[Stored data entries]
== Segment start ==

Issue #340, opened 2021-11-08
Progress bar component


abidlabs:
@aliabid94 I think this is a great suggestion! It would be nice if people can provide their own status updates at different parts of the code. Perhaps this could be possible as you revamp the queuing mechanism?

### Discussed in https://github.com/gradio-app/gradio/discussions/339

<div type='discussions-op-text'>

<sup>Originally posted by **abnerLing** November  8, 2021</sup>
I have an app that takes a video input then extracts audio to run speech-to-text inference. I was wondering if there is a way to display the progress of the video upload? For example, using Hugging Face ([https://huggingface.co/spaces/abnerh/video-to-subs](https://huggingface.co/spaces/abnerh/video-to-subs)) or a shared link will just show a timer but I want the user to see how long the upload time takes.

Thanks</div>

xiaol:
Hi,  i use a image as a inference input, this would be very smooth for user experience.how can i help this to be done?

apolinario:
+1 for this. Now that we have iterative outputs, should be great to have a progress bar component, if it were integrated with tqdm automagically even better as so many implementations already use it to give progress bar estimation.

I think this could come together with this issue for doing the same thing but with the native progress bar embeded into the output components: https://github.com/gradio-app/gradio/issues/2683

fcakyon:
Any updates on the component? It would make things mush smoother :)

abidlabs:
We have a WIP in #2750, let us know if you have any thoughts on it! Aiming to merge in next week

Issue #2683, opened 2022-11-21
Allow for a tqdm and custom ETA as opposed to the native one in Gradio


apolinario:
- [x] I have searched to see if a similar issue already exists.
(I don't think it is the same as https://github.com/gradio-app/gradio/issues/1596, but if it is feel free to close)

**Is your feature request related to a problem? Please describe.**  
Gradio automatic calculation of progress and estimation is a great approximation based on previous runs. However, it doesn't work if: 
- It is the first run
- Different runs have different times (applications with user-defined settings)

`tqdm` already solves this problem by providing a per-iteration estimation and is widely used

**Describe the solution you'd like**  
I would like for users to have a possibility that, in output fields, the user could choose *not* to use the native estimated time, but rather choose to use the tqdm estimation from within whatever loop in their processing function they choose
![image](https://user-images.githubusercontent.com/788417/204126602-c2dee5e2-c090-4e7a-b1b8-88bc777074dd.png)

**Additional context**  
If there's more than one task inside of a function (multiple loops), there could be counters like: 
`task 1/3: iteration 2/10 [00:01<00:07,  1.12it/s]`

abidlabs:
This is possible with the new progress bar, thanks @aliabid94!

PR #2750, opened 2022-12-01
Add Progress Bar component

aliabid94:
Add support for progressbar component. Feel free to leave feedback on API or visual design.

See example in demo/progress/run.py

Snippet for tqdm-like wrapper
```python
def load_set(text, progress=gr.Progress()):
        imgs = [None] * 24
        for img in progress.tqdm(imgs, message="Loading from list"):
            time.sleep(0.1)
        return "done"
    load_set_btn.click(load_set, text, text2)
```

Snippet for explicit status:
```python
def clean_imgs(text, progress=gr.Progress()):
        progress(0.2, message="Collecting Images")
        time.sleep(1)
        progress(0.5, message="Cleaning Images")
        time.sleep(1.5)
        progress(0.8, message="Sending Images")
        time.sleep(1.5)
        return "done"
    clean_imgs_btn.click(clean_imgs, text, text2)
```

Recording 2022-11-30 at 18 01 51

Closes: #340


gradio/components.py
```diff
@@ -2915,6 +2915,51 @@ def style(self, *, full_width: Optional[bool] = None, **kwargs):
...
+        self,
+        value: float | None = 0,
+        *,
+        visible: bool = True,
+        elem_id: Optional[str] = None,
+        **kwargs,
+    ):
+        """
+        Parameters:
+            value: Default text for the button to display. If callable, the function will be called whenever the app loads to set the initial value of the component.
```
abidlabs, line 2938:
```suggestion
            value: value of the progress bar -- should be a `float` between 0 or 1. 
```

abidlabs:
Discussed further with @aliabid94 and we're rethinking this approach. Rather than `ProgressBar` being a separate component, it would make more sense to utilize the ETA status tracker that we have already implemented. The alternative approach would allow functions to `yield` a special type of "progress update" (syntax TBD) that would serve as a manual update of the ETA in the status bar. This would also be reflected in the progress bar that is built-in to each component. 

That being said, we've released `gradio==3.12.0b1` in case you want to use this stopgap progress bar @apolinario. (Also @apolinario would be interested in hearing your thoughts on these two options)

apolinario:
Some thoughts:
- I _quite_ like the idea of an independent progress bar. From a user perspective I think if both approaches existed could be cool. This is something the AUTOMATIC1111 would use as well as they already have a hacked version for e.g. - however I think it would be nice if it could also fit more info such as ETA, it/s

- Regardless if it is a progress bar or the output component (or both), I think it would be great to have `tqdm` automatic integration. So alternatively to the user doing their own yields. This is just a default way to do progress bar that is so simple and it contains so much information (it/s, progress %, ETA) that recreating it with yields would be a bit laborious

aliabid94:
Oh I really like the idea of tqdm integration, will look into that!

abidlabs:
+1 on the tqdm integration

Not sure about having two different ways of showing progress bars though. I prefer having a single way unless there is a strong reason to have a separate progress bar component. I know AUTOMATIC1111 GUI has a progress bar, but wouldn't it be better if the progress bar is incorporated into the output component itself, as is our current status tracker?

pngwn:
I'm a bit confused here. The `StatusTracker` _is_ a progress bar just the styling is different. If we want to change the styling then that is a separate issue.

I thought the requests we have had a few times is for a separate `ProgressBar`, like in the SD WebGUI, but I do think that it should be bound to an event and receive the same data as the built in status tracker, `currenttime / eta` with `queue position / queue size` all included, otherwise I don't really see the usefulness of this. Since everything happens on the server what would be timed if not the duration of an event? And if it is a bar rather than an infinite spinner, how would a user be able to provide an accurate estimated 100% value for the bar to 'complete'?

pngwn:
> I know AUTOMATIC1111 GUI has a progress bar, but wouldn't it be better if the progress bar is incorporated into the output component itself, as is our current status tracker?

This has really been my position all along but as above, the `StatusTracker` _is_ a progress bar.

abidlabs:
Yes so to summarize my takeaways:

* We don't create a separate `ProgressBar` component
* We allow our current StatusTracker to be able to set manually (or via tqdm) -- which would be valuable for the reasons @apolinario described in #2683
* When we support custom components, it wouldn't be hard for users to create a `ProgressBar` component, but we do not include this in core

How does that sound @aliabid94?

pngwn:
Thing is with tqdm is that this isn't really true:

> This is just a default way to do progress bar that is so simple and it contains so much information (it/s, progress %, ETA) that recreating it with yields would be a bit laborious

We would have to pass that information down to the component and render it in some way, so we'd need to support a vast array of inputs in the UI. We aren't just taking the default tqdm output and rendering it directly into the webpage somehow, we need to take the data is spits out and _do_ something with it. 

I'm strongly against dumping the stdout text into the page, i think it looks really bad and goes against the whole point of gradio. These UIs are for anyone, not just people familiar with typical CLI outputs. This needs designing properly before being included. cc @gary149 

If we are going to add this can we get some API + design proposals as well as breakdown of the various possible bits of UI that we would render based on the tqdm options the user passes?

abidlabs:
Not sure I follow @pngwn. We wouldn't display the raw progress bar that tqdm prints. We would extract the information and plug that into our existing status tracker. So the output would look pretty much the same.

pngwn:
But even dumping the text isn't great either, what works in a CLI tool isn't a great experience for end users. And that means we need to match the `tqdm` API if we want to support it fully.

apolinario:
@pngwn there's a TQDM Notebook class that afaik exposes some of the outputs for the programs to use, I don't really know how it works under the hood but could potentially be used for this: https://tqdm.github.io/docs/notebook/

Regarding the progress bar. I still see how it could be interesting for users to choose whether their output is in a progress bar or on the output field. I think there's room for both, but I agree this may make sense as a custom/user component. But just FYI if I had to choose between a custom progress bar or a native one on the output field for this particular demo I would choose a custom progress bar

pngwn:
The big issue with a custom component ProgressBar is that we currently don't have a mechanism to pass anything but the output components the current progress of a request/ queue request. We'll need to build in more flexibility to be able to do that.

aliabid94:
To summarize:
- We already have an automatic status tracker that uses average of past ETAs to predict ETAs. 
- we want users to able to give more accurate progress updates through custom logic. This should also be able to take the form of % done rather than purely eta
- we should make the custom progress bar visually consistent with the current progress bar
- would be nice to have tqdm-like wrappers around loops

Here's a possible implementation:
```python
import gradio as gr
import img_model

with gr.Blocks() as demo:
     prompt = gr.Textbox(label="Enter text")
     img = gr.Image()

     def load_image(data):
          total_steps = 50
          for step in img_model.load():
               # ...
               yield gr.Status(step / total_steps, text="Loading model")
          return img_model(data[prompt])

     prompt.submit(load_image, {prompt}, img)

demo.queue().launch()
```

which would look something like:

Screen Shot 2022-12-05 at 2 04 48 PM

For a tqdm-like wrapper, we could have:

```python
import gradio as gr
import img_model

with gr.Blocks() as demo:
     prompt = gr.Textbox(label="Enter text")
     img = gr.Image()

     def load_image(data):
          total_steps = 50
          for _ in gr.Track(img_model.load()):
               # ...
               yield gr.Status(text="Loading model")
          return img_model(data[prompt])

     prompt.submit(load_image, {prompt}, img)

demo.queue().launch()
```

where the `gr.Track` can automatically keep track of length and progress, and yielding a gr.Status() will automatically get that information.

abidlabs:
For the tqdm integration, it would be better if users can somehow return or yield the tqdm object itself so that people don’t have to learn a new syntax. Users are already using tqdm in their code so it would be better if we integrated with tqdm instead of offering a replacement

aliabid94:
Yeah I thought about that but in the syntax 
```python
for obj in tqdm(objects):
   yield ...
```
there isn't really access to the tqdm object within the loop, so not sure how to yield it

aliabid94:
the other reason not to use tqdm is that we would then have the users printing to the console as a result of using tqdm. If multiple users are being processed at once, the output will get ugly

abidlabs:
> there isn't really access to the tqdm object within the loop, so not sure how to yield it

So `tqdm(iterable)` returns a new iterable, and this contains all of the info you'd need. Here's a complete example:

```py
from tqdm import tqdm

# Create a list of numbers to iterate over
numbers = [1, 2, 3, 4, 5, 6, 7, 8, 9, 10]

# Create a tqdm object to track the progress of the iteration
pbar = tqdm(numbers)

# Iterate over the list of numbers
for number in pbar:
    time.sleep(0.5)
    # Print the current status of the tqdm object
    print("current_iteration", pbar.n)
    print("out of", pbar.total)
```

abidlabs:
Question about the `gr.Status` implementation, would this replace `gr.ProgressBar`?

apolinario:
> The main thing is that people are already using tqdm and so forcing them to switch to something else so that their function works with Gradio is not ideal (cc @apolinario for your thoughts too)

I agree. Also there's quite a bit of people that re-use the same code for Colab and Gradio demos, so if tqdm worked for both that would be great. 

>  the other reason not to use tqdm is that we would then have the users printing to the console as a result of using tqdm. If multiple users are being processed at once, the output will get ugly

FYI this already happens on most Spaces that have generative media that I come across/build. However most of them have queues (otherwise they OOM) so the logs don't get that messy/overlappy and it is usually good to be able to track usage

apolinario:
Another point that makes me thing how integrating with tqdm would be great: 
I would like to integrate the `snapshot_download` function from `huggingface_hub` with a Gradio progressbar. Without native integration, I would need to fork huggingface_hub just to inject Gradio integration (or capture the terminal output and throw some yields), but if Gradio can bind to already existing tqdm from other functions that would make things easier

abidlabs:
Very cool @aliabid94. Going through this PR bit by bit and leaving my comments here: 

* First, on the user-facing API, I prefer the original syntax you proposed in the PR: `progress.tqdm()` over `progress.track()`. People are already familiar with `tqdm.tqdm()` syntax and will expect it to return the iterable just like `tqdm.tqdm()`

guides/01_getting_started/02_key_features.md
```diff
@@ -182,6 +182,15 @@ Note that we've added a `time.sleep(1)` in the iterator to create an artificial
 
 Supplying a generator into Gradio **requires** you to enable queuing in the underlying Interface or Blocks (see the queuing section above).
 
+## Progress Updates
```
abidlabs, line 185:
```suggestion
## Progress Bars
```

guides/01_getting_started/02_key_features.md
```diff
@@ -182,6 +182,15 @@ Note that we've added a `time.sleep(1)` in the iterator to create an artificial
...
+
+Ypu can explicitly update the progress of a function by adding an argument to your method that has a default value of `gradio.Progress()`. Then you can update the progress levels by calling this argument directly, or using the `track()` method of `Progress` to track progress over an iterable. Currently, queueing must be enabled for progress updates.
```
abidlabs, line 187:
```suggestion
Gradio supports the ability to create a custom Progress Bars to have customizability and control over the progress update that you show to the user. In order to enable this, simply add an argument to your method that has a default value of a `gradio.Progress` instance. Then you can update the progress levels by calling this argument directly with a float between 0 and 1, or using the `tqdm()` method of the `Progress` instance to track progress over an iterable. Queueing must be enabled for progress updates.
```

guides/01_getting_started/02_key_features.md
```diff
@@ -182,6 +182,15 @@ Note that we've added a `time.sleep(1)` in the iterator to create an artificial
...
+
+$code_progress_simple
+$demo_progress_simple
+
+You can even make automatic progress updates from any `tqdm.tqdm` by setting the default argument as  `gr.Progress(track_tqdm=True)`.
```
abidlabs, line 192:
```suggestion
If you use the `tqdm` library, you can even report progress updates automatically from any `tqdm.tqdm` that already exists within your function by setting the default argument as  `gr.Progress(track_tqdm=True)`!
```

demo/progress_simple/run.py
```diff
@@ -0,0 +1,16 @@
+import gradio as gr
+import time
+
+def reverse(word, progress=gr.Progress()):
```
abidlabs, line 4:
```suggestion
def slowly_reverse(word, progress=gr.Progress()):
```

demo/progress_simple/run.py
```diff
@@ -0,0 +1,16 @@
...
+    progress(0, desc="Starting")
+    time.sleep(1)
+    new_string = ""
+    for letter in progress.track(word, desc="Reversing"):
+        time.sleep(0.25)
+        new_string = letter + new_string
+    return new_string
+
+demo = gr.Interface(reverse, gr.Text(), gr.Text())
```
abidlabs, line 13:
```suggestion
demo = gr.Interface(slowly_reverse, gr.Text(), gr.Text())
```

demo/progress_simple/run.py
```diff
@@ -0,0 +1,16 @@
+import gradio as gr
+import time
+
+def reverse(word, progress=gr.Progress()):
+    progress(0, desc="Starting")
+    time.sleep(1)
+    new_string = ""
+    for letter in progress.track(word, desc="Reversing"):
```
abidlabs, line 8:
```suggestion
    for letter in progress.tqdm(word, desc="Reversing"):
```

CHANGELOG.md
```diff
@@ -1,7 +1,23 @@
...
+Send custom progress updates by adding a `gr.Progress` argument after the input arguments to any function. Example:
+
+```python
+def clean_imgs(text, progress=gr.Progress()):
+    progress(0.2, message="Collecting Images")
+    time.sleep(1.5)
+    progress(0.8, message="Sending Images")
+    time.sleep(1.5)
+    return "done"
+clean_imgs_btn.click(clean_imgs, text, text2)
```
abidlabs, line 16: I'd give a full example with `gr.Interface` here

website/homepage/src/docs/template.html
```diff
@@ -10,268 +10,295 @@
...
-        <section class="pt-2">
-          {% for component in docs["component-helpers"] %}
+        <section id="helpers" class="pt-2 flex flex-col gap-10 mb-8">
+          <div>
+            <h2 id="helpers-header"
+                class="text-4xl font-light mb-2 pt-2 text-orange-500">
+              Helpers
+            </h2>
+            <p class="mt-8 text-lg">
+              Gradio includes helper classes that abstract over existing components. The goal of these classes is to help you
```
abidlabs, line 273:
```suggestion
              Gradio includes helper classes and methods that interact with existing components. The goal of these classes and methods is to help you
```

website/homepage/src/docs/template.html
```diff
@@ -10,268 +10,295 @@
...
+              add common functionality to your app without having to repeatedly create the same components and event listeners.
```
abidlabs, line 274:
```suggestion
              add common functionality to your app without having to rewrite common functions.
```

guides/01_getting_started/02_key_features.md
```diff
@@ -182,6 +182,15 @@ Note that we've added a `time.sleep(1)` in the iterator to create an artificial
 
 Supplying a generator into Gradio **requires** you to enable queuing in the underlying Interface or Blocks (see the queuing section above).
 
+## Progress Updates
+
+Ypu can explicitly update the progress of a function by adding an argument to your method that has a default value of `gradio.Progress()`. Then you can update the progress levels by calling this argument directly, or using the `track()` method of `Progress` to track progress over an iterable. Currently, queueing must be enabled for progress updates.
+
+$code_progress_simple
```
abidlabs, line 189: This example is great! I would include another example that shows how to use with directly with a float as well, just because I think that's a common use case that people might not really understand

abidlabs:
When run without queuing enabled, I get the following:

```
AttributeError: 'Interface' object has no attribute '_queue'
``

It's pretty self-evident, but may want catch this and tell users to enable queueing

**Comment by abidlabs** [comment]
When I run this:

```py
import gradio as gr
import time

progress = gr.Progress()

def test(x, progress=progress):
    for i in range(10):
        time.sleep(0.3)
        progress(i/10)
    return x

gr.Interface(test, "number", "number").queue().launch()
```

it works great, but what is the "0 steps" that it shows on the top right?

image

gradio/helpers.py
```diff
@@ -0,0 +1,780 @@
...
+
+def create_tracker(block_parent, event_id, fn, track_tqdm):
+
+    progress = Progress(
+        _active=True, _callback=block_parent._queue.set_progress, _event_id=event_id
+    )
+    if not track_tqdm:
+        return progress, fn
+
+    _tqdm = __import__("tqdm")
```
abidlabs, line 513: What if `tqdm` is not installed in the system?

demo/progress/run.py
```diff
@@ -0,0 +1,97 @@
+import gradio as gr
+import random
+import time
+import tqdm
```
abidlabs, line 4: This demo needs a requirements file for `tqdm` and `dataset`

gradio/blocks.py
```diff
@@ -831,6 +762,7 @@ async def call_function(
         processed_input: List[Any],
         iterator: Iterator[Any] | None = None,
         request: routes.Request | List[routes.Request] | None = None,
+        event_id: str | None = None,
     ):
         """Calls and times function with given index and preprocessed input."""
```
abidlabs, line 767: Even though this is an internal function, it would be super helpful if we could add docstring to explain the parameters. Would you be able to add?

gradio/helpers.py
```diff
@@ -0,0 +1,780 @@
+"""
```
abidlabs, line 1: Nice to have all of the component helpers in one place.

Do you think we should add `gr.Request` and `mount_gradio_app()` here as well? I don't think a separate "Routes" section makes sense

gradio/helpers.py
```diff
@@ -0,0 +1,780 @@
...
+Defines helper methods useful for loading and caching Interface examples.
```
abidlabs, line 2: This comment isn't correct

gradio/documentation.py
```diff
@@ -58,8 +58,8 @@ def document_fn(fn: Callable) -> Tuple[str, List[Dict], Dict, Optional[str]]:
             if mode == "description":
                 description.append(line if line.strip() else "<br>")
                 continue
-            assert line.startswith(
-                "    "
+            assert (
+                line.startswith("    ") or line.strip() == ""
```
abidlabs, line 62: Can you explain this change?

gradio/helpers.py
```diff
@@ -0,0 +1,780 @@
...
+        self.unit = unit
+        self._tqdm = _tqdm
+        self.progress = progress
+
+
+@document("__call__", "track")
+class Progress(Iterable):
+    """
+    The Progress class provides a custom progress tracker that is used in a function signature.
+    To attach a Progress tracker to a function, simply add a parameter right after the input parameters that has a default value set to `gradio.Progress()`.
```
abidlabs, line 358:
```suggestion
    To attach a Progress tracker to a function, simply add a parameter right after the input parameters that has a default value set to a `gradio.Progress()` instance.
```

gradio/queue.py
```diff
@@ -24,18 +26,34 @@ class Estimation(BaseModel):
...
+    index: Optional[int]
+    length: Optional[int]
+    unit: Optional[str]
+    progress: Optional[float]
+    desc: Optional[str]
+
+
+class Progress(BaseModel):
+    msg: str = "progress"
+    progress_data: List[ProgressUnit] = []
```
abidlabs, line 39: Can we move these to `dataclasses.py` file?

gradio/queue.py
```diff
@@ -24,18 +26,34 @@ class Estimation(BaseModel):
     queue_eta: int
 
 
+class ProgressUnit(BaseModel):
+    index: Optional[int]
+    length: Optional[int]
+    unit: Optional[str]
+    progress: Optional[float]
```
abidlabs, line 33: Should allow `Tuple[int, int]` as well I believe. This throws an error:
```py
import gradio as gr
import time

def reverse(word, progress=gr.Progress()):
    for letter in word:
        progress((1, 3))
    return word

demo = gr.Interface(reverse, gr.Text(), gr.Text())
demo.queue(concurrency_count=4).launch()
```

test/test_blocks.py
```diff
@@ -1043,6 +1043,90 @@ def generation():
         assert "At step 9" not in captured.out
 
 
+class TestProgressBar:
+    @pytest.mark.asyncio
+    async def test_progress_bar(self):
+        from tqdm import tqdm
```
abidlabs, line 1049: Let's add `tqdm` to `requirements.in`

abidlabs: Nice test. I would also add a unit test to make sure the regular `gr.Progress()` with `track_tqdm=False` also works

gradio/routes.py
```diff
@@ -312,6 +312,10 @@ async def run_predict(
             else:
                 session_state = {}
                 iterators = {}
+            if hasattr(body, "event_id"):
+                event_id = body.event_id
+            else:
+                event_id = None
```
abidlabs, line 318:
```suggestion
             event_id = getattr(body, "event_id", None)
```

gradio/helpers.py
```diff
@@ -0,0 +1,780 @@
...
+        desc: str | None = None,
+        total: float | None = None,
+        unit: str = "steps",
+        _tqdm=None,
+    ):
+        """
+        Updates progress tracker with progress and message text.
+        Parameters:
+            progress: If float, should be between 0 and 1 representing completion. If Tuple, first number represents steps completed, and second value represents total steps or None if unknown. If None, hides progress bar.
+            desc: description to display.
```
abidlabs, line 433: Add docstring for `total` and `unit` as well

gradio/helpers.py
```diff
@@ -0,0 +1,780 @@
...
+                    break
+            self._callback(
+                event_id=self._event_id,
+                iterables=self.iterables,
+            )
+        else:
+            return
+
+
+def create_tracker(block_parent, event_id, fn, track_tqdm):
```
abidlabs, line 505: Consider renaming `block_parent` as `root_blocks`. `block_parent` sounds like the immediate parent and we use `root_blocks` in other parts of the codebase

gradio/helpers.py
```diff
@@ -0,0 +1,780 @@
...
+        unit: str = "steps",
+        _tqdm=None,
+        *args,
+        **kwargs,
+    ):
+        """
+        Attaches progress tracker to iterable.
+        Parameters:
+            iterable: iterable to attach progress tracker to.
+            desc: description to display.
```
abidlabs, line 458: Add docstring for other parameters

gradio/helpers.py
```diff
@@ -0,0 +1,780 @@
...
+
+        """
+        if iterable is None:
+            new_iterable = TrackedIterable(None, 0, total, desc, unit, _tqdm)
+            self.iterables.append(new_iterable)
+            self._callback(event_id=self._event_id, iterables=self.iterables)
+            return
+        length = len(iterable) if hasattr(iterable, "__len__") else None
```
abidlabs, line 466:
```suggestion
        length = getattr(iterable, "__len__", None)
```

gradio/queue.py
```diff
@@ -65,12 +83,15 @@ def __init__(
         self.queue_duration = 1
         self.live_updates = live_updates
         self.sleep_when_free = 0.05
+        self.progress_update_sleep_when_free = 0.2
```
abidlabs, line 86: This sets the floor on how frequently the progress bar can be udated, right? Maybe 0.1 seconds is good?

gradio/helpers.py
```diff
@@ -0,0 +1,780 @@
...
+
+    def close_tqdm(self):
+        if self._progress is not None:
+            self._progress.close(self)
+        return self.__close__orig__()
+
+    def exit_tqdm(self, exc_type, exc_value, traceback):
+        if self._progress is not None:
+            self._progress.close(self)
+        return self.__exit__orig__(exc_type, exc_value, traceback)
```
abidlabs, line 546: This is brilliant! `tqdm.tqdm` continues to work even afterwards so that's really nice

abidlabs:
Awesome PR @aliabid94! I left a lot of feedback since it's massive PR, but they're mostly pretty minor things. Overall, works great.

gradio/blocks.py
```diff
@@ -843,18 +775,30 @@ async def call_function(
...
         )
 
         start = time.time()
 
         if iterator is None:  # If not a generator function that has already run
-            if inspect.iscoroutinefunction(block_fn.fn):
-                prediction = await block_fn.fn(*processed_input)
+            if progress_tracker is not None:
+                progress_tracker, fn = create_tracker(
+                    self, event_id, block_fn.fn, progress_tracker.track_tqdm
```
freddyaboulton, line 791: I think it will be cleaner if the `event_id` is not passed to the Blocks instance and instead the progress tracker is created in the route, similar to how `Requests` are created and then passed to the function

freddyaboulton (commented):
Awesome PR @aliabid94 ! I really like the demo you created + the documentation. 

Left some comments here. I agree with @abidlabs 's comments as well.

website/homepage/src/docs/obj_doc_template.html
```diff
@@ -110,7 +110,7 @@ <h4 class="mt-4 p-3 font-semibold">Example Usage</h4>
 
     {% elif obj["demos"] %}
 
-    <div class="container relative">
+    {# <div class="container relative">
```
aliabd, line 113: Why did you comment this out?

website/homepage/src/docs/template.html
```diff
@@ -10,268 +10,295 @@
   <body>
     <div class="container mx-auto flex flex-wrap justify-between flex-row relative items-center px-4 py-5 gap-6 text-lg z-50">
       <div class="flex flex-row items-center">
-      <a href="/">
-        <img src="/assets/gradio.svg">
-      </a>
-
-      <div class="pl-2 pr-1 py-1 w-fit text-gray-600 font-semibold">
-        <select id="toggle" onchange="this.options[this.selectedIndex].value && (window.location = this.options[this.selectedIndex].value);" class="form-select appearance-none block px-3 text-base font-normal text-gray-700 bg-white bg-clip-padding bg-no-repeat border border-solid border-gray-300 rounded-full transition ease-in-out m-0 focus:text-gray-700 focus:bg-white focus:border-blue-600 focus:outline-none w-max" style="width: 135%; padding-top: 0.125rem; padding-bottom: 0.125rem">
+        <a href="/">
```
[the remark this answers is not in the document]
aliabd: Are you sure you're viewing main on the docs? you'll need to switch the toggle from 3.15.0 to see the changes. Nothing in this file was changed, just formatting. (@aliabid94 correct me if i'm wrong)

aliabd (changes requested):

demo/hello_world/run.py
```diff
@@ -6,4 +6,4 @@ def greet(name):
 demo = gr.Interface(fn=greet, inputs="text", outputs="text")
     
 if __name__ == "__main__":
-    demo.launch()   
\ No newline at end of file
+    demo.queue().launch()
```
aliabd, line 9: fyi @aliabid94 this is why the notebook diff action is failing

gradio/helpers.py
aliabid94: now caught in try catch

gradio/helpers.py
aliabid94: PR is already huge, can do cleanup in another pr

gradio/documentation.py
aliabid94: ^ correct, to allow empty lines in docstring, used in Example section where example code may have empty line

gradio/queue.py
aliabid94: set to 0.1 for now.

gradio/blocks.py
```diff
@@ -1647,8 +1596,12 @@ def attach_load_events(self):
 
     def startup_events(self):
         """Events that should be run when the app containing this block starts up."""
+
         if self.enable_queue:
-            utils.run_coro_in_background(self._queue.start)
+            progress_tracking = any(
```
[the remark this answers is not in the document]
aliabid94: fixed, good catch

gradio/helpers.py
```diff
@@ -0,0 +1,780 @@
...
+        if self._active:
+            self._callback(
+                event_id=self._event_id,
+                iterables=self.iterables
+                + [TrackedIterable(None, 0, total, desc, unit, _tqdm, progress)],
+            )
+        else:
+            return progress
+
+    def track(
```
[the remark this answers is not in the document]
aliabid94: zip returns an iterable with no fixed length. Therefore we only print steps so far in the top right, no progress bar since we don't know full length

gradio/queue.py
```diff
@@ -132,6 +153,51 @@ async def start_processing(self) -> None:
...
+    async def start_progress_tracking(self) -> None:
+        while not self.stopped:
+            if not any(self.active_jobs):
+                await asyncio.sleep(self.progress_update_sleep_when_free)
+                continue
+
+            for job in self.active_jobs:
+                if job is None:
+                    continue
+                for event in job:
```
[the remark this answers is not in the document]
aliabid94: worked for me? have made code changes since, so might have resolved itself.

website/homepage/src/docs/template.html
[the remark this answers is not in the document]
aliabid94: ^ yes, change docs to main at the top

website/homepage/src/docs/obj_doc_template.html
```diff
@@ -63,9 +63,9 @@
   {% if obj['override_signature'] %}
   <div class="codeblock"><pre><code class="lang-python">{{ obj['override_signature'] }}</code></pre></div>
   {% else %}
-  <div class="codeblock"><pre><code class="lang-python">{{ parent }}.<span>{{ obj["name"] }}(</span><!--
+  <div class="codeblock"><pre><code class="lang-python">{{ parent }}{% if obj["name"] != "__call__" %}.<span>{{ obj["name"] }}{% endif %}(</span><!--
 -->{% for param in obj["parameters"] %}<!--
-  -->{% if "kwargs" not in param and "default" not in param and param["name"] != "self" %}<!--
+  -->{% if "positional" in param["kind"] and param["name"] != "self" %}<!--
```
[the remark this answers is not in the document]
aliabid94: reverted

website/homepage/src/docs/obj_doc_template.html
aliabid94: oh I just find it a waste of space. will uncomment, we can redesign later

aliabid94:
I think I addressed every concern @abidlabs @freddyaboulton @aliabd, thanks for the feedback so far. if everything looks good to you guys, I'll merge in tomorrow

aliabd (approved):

== Segment end ==

** Task description **
Copy out each line of the data where the string "runs" appears.

** Reply **
Gradio automatic calculation of progress and estimation is a great approximation based on previous runs. However, it doesn't work if: 
- Different runs have different times (applications with user-defined settings)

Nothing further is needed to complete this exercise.